What you have to do |
Take every line from the listing below that contains "href".

_ _ _ _ _ _ _

PR #433, opened 2017-11-27
De28292/show start end time on tile notifications

trevorjonesd2l:


ryantmer:
Those failing tests should fix themselves if you rebase, I made them a little less restrictive. Couldn't get them to work otherwise :(

d2l-course-tile.html
```diff
@@ -610,11 +610,13 @@
 
 				if (this._dateFormatter) {
 					var dateObj = new Date(date);
-					this._notificationDate = this._dateFormatter.format(dateObj);
+					var time = dateObj.toLocaleTimeString(this.locale, { hour: 'numeric', minute: 'numeric', hour12 : true });
```
ryantmer: Hmm. `hour12: true` seems... not very i10n-ized. (e.g. France uses 24h time almost exclusively) According to [ze docs](https://developer.mozilla.org/en-US/docs/Web/JavaScript/Reference/Global_Objects/Date/toLocaleTimeString) the default for this will be locale-specific, which I suspect is what we want?

trevorjonesd2l: Good call

PR #436, opened 2017-12-01
switching to use imported d2lIntl library instead of relying on BSI

dlockhart:
This is a temporary first step towards a fix. Eventually, I want this to call into `d2l-localize-behavior` which will contain `d2lIntl`, but in the meantime I need to get it to stop referencing `BSI.Intl` because that's going away.


dlockhart:
Closing this for now as I'm going to delay this change until `d2l-localize-behavior` has better support for user overrides. Will re-open then.

PR #437, opened 2017-12-01
WIP - Unified all courses + some all courses refactoring

trevorjonesd2l:
Waiting for after branching to merge so this PR is going to pretty much be all the unified courses changes. Non ideal for sure. But WIP for now

---

This PR shouldn't change any actual behaviour, but here's the plan:

`d2l-all-courses` as it is right now, will be split up a bit so that two different views can be shown based on the updated my courses flag.

`d2l-all-courses-segregated-content` will be the current all courses view, with pinned and unpinned courses being separated and animations.

`d2l-all-courses-unified-content` will show the unified all courses view with no hard separation between pinned and unpinned courses, just an order.

This PR is the first step into separating `d2l-all-courses` to smaller component so that the two views can be switched easier. There will probably be more PRs coming out to encapsulate all necessary behaviors in the individual components, just trying to make smaller and more frequent PRs since merge conflicts would be nasty with this refactoring.


src/d2l-all-courses-segregated-content.html
```diff
@@ -0,0 +1,131 @@
+<link rel="import" href="../../polymer/polymer.html">
+<link rel="import" href="../../d2l-alert/d2l-alert.html">
+<link rel="import" href="../d2l-alert-behavior.html">
+<link rel="import" href="../d2l-all-courses-styles.html">
+<link rel="import" href="../d2l-course-tile-grid.html">
+<link rel="import" href="../d2l-course-tile-responsive-grid-behavior.html">
+<link rel="import" href="../localize-behavior.html">
+
+<dom-module id="d2l-all-courses-segregated-content">
+	<template>
```
dlockhart: I'd recommend setting `strip-whitespace` on new things you build, just to make sure extra textNodes aren't messing things up:
https://www.polymer-project.org/1.0/docs/devguide/local-dom#strip-whitespace

d2l-all-courses.html
```diff
@@ -211,36 +179,36 @@ <h2>{{localize('unpinnedCourses')}}</h2>
...
 				_hasMoreEnrollments: {
 					type: Boolean,
 					computed: '_computeHasMoreEnrollments(lastEnrollmentsSearchResponse)'
 				},
-				_noPinnedCoursesInSearch: Boolean,
-				_noPinnedCoursesInSelection: Boolean,
-				_noUnpinnedCoursesInSearch: Boolean,
-				_noUnpinnedCoursesInSelection: Boolean,
-				_noUnpinnedCourses: Boolean,
+				noPinnedCoursesInSearch: Boolean,
```
ryantmer: On another note, I wanna say a good chunk of these renames weren't necessary, since they're not part of the `d2l-all-courses` API (e.g. nothing is doing `this.$$('d2l-all-courses').noPinnedCoursesInSearch = true`, so they're still "private" to within `d2l-all-courses`)

trevorjonesd2l:
Unless there are any big conflicts that the refactoring will cause this week, I'm going to hold off merging this in until after branching Friday

d2l-my-courses.html
```diff
@@ -597,30 +598,21 @@ <h3 class="d2l-body-standard">[[_viewAllCoursesText]]</h3>
...
+				allCourses.filterStandardDepartmentName = this.standardDepartmentName;
+				allCourses.courseUpdatesConfig = this.courseUpdatesConfig;
+				allCourses.updatedSortLogic = this.updatedSortLogic;
+
 				allCourses.open();
 
 				e.preventDefault();
 				e.stopPropagation();
-
-				this.async(function() {
```
dbatiste: Another way to go about this would be to wire up to `animationend` or `transitionend` (depending on which method is being used to do the animation).  In order to keep that implementation choice hidden away, the overlay could dispatch a custom event.  Depending on the scenario, it's even possible to wire-up to the event just-in-time.

trevorjonesd2l:
New PR will pop up later

ryantmer:
rip

PR #442, opened 2017-12-06
Decouple d2l-all-courses

ryantmer:
Rather than directly setting the pinned and unpinned courses, we can instead treat the connection between d2l-all-courses and d2l-my-courses like the connection between d2l-all-courses and the filter - just set the myEnrollmentsEntity, and let the child component take it from there. The downside to this is that we do need to re-fetch things, but a) caching, and b) we no longer require the 600ms delay to make the animation not stutter.

### DIFF
--- a/src/d2l-all-courses.html
+++ b/src/d2l-all-courses.html
@@ -462,13 +462,16 @@
 				this.$['all-courses-scroll-threshold'].clearTriggers();
 			},
 			_myEnrollmentsEntityChanged: function(entity) {
-				if (entity) {
-					var myEnrollmentsEntity = this.parseEntity(entity);
-
-					if (myEnrollmentsEntity.hasActionByName(this.HypermediaActions.enrollments.searchMyEnrollments)) {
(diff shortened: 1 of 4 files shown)


src/d2l-all-courses.html
```diff
@@ -461,6 +462,30 @@ <h2>{{localize('unpinnedCourses')}}</h2>
 				this._hasFilteredEnrollments = this._hasFilteredPinnedEnrollments || this._hasFilteredUnpinnedEnrollments;
 				this.$['all-courses-scroll-threshold'].clearTriggers();
 			},
+			_enrollmentsSearchUrlChanged: function(url) {
+				return this.fetchSirenEntity(url)
+					.then(function(enrollmentsEntity) {
+						this.myEnrollmentsEntity = enrollmentsEntity;
```
ryantmer: This is all fairly-similar logic to what exists in `d2l-my-courses` (but different enough that factoring it out would be rather pointless)

ryantmer:
Hokay, added a couple tests!

PR #446, opened 2017-12-11
US92691 Precursor

ryantmer:
This doesn't actually accomplish the goals of US92691 - instead, it simply moves the existing `d2l-my-courses` component functionality into `d2l-my-courses-content-animated`, and makes `d2l-my-courses` just a passthrough component.

TODO:

- [x] merge #445 and rebase this


src/d2l-my-courses-content/d2l-my-courses-content-animated.html
```diff
@@ -0,0 +1,595 @@
+<link rel="import" href="../../../polymer/polymer.html">
```
ryantmer: oh... what the what! I even used `git mv` to attempt to avoid this awfulness... Well, short version is that this is exactly the content of the former `d2l-my-courses.html`, just moved here and with the `dom-module id` and `Polymer is` changed.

_ _ _ _ _ _ _

Written answer |
+<link rel="import" href="../../polymer/polymer.html">
+<link rel="import" href="../../d2l-alert/d2l-alert.html">
+<link rel="import" href="../d2l-alert-behavior.html">
+<link rel="import" href="../d2l-all-courses-styles.html">
+<link rel="import" href="../d2l-course-tile-grid.html">
+<link rel="import" href="../d2l-course-tile-responsive-grid-behavior.html">
+<link rel="import" href="../localize-behavior.html">
+<link rel="import" href="../../../polymer/polymer.html">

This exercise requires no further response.